← Infrastructure Tensor Computing
Infrastructure

CUDA Warp Scheduling and Divergence

Warp schedulers hide latency by rapidly swapping active warps. Dependencies between instructions cause Scoreboard Stalls (Long vs. Short).

Source: mortalapps.com
TL;DR
  • Warp schedulers hide latency by rapidly swapping active warps.
  • Dependencies between instructions cause Scoreboard Stalls (Long vs. Short).
  • Blackwell's scheduler breaks the rigid warp-synchronous model, optimizing for high Instruction-Level Parallelism (ILP).
  • DEPBAR (Dependency Barrier) and B-registers manage fine-grained SASS dependencies.

Why This Matters

A GPU is a throughput machine, not a latency machine. A single memory fetch from HBM takes ~1000 cycles on Hopper. If the warp scheduler cannot find another warp to execute during those 1000 cycles, the entire SM stalls, and infrastructure utilization drops, wasting massive compute resources.

Core Intuition

Imagine a chess master playing 64 simultaneous games. The master (SM execution unit) makes a move (computes), then walks to the next board (context switches to another warp) while the opponent thinks (memory latency). If opponents think too long and no boards are ready, the master stands idle. The Warp Scheduler's job is to ensure there is always a board ready for the master.

Technical Deep Dive

Each warp has 6 hardware scoreboards (Dependency counters) and at least 16 B-registers for managing control flow.
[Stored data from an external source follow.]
PR #1406, opened 2024-11-13
Fix focus trap when modal form is reloaded with validation errors

petschki:
fixes https://github.com/plone/Products.CMFPlone/issues/3969

### DIFF
--- a/src/pat/modal/modal.js
+++ b/src/pat/modal/modal.js
@@ -213,10 +213,10 @@ export default Base.extend({
                     $form.append(
                         $(
                             '<input type="hidden" name="' +
-                                $action.attr("name") +
-                                '" value="' +
-                                $action.attr("value") +
-                                '" />'
+                            $action.attr("name") +
+                            '" value="' +
+                            $action.attr("value") +
+                            '" />'
                         )
                     );
                 }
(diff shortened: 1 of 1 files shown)


src/pat/modal/modal.js
```diff
@@ -767,68 +761,64 @@ export default Base.extend({
...
-                inputs.push(inputsBody[i]);
-            }
-        }
-        for (var j = 0; j < inputsFooter.length; j++) {
-            if ($(inputsFooter[j]).is(":visible")) {
-                inputs.push(inputsFooter[j]);
+
+        for (const el of [...inputsBody, ...inputsFooter]) {
+            const style = window.getComputedStyle(el);
+            if (style.display !== 'none' && style.visibility !== 'hidden' && style.opacity !== '0') {
```
thet, line 775: Instead of this check, consider using `is_visible` from `patternslib/src/core/dom`

thet (changes requested):

src/pat/modal/modal.js
```diff
@@ -767,68 +761,64 @@ export default Base.extend({
...
-                ) {
+            modal_el.addEventListener("click", (e) => {
+                if (!e.target.closest(`.${self.options.templateOptions.classModal}`)) {
                     self.hide();
                 }
             });
         }
 
-        self.$modal.find(".modal-title").focus();
+        if (firstInput && ["INPUT", "SELECT"].includes(firstInput.nodeName)) {
```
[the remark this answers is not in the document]
petschki: ops ... forgot it 😄 

done 👍🏼

src/pat/modal/modal.js
petschki: this might be interresting for checking visibility in patternslib: https://developer.mozilla.org/en-US/docs/Web/API/Element/checkVisibility

thet: Oh nice! I love how the web is evolving.

thet (approved):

When an instruction is fetched, the compiler explicitly tags it with a scoreboard identifier in the SASS binary.

Short Scoreboard Stall: Occurs when waiting on variable latency instructions inside the SM (e.g., Special Math MUFU or shared memory LDS/STS).

Long Scoreboard Stall: Occurs when waiting on data leaving the SM (e.g., Global memory LDG.E.SYS). Blackwell's scheduler is specifically optimized for low-precision, high-ILP workloads with clean control flow, abandoning Hopper's reliance on deeper bulk concurrency.

Key Takeaways

Schedulers hide latency via zero-overhead context switching.
6 Scoreboards per warp track variable latency dependencies.
Short stalls = SMEM / Math latency.
Long stalls = Global Memory (HBM) latency.
Blackwell favors deep pipelining (ILP) over sheer concurrency.